4. Kasus-kasus hukum terkait UU ITE yang terus bermunculan di masyarakat, seperti kasus
penyebaran informasi hoax, pencemaran nama baik, atau penghinaan terhadap tokoh
publik atau agama.

Realita UU ITE saat ini masih kompleks dan terus berkembang mengikuti
perkembangan dunia maya dan tuntutan masyarakat. Ada beberapa fakta dan peristiwa
terkait UU ITE yang dapat mencerminkan realita terkini, di antaranya:

1. Kasus UU ITE masih terus terjadi.


Meskipun UU ITE telah mengalami beberapa kali revisi, kasus-kasus pelanggaran
UU ITE masih sering terjadi.
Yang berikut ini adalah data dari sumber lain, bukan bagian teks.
PR #1559, opened 2026-07-03
Add UTF-8 validation for instance names

MarsSquirrel:
# Problem
While developing with Luau-lsp, I ran into a confusing error where Luau-lsp could not convert the tree table into valid JSON, and threw a vague `Can't convert to JSON` error.

The root cause of this problem was incredibly obscure. One of the instances that Luau-lsp was trying to parse had a decorative Unicode character in its name that had been truncated mid-character by some sort of external tool, leaving an incomplete, corrupted UTF-8 byte sequence at the very end of the instance's name. Because Luau-lsp relies on JSON-RPC to communicate with Roblox Studio, this malformed trailing byte caused the entire serialization process to crash with zero context as to which instance was actually breaking it.

# Solution
To save anyone else who has this issue from hours of debugging a confusing JSON error, this PR introduces a clear error message to help developers quickly resolve this issue:
* Added instance name truncation detection - Created the function, `InstanceTracker.hasTrailingCorruptedBytes()` to check all instance names for incomplete byte sequences.
* Added a condition inside `InstanceTracker.encode()` to verify the instance name does not have corrupted bytes. If it does, an error log will be sent to the developer's console including the exact instance that is failing.

### DIFF
--- a/plugin/src/InstanceTracker.luau
+++ b/plugin/src/InstanceTracker.luau
@@ -170,10 +170,6 @@ function InstanceTracker.encode(
 ): types.EncodedInstance
 	Log.debug(`Encoding {instance:GetFullName()}`)
 
-	if not isValidUTF8(instance.Name) then
-		Log.warn(`Cannot encode instance "{instance:GetFullName()}" because its name contains invalid UTF-8.`)
-	end
-
 	local encoded: types.EncodedInstance = {
 		Name = instance.Name,
 		ClassName = instance.ClassName,
@@ -183,6 +179,11 @@ function InstanceTracker.encode(
 
 	for _, child in instance:GetChildren() do
 		if not self:shouldInclude(child, includeList) then
+			continue
+		end
+
+		if not isValidUTF8(instance.Name) then
+			Log.warn(`Cannot encode instance "{instance:GetFullName()}" because its name contains invalid UTF-8.`)
 			continue
 		end
 
--- a/plugin/src/InstanceTracker.luau
+++ b/plugin/src/InstanceTracker.luau
@@ -148,6 +148,29 @@ function InstanceTracker.shouldInclude(self: InstanceTracker, instance: Instance
 	return false
 end
 
+--- Checks if the string ends with a corrupted, malformed, or truncated UTF-8
+--- replacement character sequence (bytes 239, 191, 189)
+--- @param self -- The InstanceTracker instance.
+--- @param name -- The name of the instance.
+--- @return boolean -- True if the instance name contains trailing corruption bytes.
+function InstanceTracker.hasTrailingCorruptedBytes(self: InstanceTracker, name: string): boolean
+	local replacementChar = string.char(239, 191, 189)
+
+	if string.find(name, replacementChar .. "$") then
+		return true
+	end
+
+	if string.find(name, string.char(239) .. "$") then
+		return true
+	end
+
+	if string.find(name, string.char(239, 191) .. "$") then
+		return true
+	end
+
+	return false
+end
+
 --- Recursively encodes an Instance and its children into a serializable table.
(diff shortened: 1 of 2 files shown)


JohnnyMorganz:
How does this fix compare to https://github.com/JohnnyMorganz/luau-lsp/pull/1517?

The other PR seems to actually handle the utf8 character better rather than failing the sync completely. But I haven't had the chance to test it out myself yet

MarsSquirrel:
The other PR definitely handles sanitization better for all UTF8 issues, but I'm concerned with it for two reasons:
1. Their solution is just to sanitize the paths sent to the LSP, but wouldn't that make the paths not correct? The sanitized filenames wouldn't match the instances in studio. I'm not sure if this is exactly the case as I haven't tested their solution.
2. I think the LSP should warn users to fix this issue on sync, because Roblox already can't reference these broken instances by name without erroring, so if you sanitized the file paths you're really just kicking the can down the road.

I think that my PR is definitely one dimensional and only solves my specific issue (UTF8 byte sequences cut off), while their function certainly fixes more issues with UTF8. I'll look into this though.

MarsSquirrel:
#1517 handles the error by sanitizing file names and replacing bad UTF8 sequences with question marks, as shown here:
Screenshot 2026-07-07 at 1 32 02 AM
(The bad instance)

Screenshot 2026-07-07 at 1 32 47 AM
(Referencing the instance through Luau-LSP, the replacement character has been filled in with a question mark)

This honestly isn't a bad solution, but the worry for me is that Luau-LSP is serving incorrect filenames for autocompletion. Obviously, this would be immediately noticed at runtime:
Screenshot 2026-07-07 at 1 34 46 AM
But my concern is that Luau-LSP is now serving filenames that do not exist within the datamodel. While the error at runtime is pretty obvious once the code executes, the editor experience becomes misleading because Luau-LSP is referencing instances that do not exist.

I believe the LSP should serve the real filenames, and if it can't (because of issues like this), it should clearly inform the developer of the issue and why the LSP can't sync. 

Screenshot 2026-07-07 at 1 42 08 AM
<br>
You can't even reference these instances in the command bar or a script; Roblox just doesn't autocomplete them. So Luau-LSP should do the same, and instead of replacing the bad characters, it should stop the sync and clearly inform the developer of the issue.

I'd love to hear your thoughts and opinions on this :)

MarsSquirrel:
Simplified the string validation to handle all UTF8 errors, and not just mine.
Screenshot 2026-07-07 at 2 07 24 AM

plugin/src/InstanceTracker.luau
```diff
@@ -163,6 +170,10 @@ function InstanceTracker.encode(
 ): types.EncodedInstance
 	Log.debug(`Encoding {instance:GetFullName()}`)
 
+	if not isValidUTF8(instance.Name) then
+		Log.warn(`Cannot encode instance "{instance:GetFullName()}" because its name contains invalid UTF-8.`)
```
JohnnyMorganz: Should we skip the instance then so that it doesn't break the JSON encoding later?

Otherwise your approach seems reasonable to me

JohnnyMorganz:
Could you also update the changelog with this fix?

plugin/src/InstanceTracker.luau
MarsSquirrel: That's smart. However, I'm not entirely sure how we would skip it. We could move the condition to be inside the `GetChildren` loop, and just have it continue if the child's name is not valid utf8. This would mean that `game` would still be susceptible to this issue, but I doubt anyone is going to have this happen ¯\_(ツ)_/¯

I'll go ahead and implement it like this and update the changelog.

MarsSquirrel:
@JohnnyMorganz, I've updated the changelog. Please let me know if you need me to change anything else.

Beberapa kasus terbaru yang menarik perhatian masyarakat
antara lain, kasus Habib Rizieq Shihab yang dituduh melanggar pasal ujaran kebencian,
dan kasus Rizieq Shihab Jr. yang dituduh melanggar pasal tentang konten pornografi.

5
2. Polemik penggunaan UU ITE dalam konteks kebebasan berekspresi.
Polemik tentang penggunaan UU ITE dalam konteks kebebasan berekspresi masih
terus berlangsung. Beberapa kekhawatiran yang seringkali muncul dari masyarakat
terkait UU ITE antara lain adalah ketentuan yang dianggap ambigu dan subjektif, seperti
Pasal 27 ayat (3) yang mengatur tentang ujaran kebencian dan Pasal 28 ayat (2) yang
mengatur tentang penghinaan. Beberapa kelompok masyarakat seperti mahasiswa,
aktivis, jurnalis, dan influencer sering menjadi korban UU ITE karena mengekspresikan
pendapat di media sosial atau platform digital lainnya. Beberapa pihak berpendapat
bahwa UU ITE dapat disalahgunakan untuk mengekang kebebasan berekspresi dan
membatasi hak privasi di dunia maya.
3. Upaya revisi UU ITE terus dilakukan.
Beberapa pihak masih mengusulkan revisi UU ITE guna menyeimbangkan antara
kebebasan berekspresi dan perlindungan terhadap tindakan kriminal di dunia maya.
Beberapa poin yang diusulkan dalam revisi antara lain, penghapusan pasal yang dianggap
terlalu ambigu dan terlalu luas, serta peningkatan perlindungan privasi pengguna
internet.
4. Penegakan hukum UU ITE masih dipertanyakan.
Beberapa kasus hukum terkait UU ITE menunjukkan bahwa pelaksanaan UU ITE
masih belum sempurna dan terkadang dipertanyakan. Beberapa pihak menilai penegakan
hukum UU ITE masih terlalu selektif dan tidak adil, sehingga menimbulkan
kekhawatiran akan terjadinya ketidakadilan hukum.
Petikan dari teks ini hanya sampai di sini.